Filed Under: breakout labs, canada, discovery, funding, grants, innovation, research, science
Companies: nrc, nsf, thiel foundation
Comments on “DailyDirt: New Models For (Not) Funding Science?”
Not only are many politicians short sighted in their economic policy, but they also seem to be blind when it comes to the funding of scientific research. Heaven forbid we find out something of importance which upsets their house of cards.
the LHC is useless
Bah. Who cares if the Large Hadron Collider exists? And why study cancer in lab mice? Who cares if mice get cancer?
“If money is all you care about, then money is all you will get.” — Princess Leia
re: the proposed funding criteria for Canada’s NRC and the USA NSF:
I begin to suspect that we have passed Peak Civilization.
On the other hand
On the other hand, far too many grants are written where the main outcome is journal articles (journal articles != new knowledge) and the main evidence that the researchers can deliver is that they have written journal articles in the past.
This isn’t to say that the first two proposals are problem free, but I think it isn’t unreasonable for taxpayer funds to ask that something other than articles locked up behind Elsevier paywalls is the outcome of the research.
Re: On the other hand
but how do you tell before you do the research what it will reveal?
Interestingly, if Lamar Smith were a grant being judged he would fail all three criteria.
Choosing Research
A general study into how extremophilic bacteria function would not be judged by Congress to directly advance welfare, health, prosperity, or security. In fact, in 1965, it was precisely the sort of science-for-science’s sake — funded by the government through the NSF — that this bill would attempt to eliminate.
And yet the entire field of modern biology – everything from cloning to the promising leukemia cures to the DNA fingerprinting so loved by prosecutors and police departments – stems from the isolation of this organism’s ( Thermus aquaticus) dna-copying protein, Taq polymerase.
We hijack this protein and put it to use in PCR, the technique by which even a single strand of dna can be amplified (copied) billionfold or more so that it can be easily sequenced and otherwise manipulated.
This is a choice example, obviously.
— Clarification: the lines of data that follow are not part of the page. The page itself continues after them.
PR #11557, opened 2026-01-18
Faster cryo and automatic new aCO

JackieEstegado:
# About the pull request

Previously cryoing took 5 minutes, which was reduced to 2 minutes if you ghosted.
Now the reduction makes it 1 minute and is also applied for anyone that enters by themselves or clicked accept when someone else tried to put them in or if they are the aCO. So effectively now only players that are SSD get the full 5 minutes of safety.

Made the aCO autopromote proc trigger whenever the current aCO gets cryoed.

If a player is in the process of cryoing the autopromote will skip them.

Also ran into a null runtime error, fixed that, an empty list error (cant remember the exact name of it), as well as numerous random edge cases that got exposed.

Removed "Surgeon" from Chain of Command list as its just a variant of "Doctor", which already handles it.

Many players dont know that they need to ghost to get cryoed quickly, which can be bad when its an important role that goes to cryo.
Also the 2 minutes just feels too long still so I made it 1 minute, didnt want to make it even shorter as it could be a bit odd for RP if say a person was talking on radio 10 seconds ago, then their replacement wakes up and says hello to everyone.

Players that dont want to aCO sometimes immediately head to cryo without passing the torch to someone else, on lowpop this can cause a problem where no one has Command Console / ID Console access.

Tested in multiple runs where I joined in as roles, had autopromote trigger, cryoed as the aCO, had autopromote trigger while being in cryo and successfully skipping, joining as XO/CO randomly and cryoing. Everything worked as intended with no runtimes.

# Changelog
:cl:
qol: Cryoing now only takes 1 minute upon entering the cryobed, except for players who were forced inside while SSD unless they are the aCO.
qol: If the current aCO cryoes ARES will automatically pick a new aCO.
qol: Players in the process of cryoing will get skipped during autopromotion by ARES.
/:cl:


JackieEstegado:
Maybe we should also force the quick cryo on the current aCO too, so marines dont have to wait 5 minutes to get a new one. But I will wait for a maintainer to give a say on that one.

Edit: Harry says yes

code/game/machinery/cryopod.dm
```diff
@@ -401,7 +408,7 @@ GLOBAL_LIST_INIT(frozen_items, list(SQUAD_MARINE_1 = list(), SQUAD_MARINE_2 = li
 		if(!isliving(G.grabbed_thing))
 			return FALSE
 
-		var/willing = FALSE //We don't want to allow people to be forced into despawning.
+		willing = FALSE //We don't want to allow people to be forced into despawning.
```
FourkhanDaKhan: Pretty redundant comments through here, could probably be removed

MistChristmas (changes requested):
This doesn't account for the occurrence that is_aco gets set to TRUE whilst the time is less than 10 Minutes, I.E. It's been processed but they weren't the aCO on the first check.

I feel like you should be performing the check outside of the process.
And anyone in the cryopods just shouldn't be a candidate for aCO unless forced for some reason.

Oh and as your touching it `cryopod/attackby` one letter vars.

code/game/gamemodes/colonialmarines/colonialmarines.dm
```diff
@@ -374,39 +374,41 @@
...
+			if(job_by_chain == JOB_SO || job_by_chain == JOB_INTEL || job_by_chain == JOB_DOCTOR)
+				var/list/candidates = deep_copy_list(GLOB.marine_leaders + GLOB.marine_officers)
+				while(candidates[job_by_chain])
+					person_in_charge = pick(candidates[job_by_chain])
+					if(is_mob_cryoing(person_in_charge))
+						candidates[job_by_chain] -= person_in_charge
+						person_in_charge = null
+						//If we emptied the list then lets delete it
+						if(!length(candidates[job_by_chain]))
+							del(candidates[job_by_chain])
```
hry-gh: there's no need for this, just drop the reference to it and let the garbage collector delete it

hry-gh (dismissed):
otherwise looks fine

cm13-github:

cm13-github:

No, not everything pans out. But one man’s study of an obscure bacteria in Yellowstone leads nearly directly – twenty years later – to a fundamental new technique for which the inventors win a Nobel prize. And it wouldn’t have been funded if the NSF was forced to operate under the newly proposed rules.
Re: Choosing Research
I think it is because the likes of Lamar lack what is commonly referred to as vision.
Re: Choosing Research
This is another bill from Lamar Smith. Mr. SOPA himself. Did anyone expect it would actually be useful?
“Scientific discovery is not valuable unless it has commercial value.”
wow, how short sighted !!!, there is no way of telling what will become valuable, the discovery of the humble battery had no application for the first 100 years of it’s existence. !!
what about fundamental physics, X-rays were something that at first had no practical applications, but not now.
You could provide an endless list of scientific discoveries that had no “value” at the time, that have become absolutely critical and useful now.
Re: Re:
In order to understand what these politicians are attempting to do, one needs to explore the possible motives. One such motive might be that their benevolent benefactors could see a decline in stock price if some new research were to point out detrimental or otherwise adverse affects of their much heralded product line(s). This must be nipped in the bud in order to sustain their comfy position(s) and not upset the applecart. What they fail to foresee is that delay of the inevitable only makes it worse.
Fermi Lab
I liked the answer given by the director of Fermi Lab to the question:
Q. What does Fermi Lab contribute to the defence of the United States?
A. It makes the United States worth defending!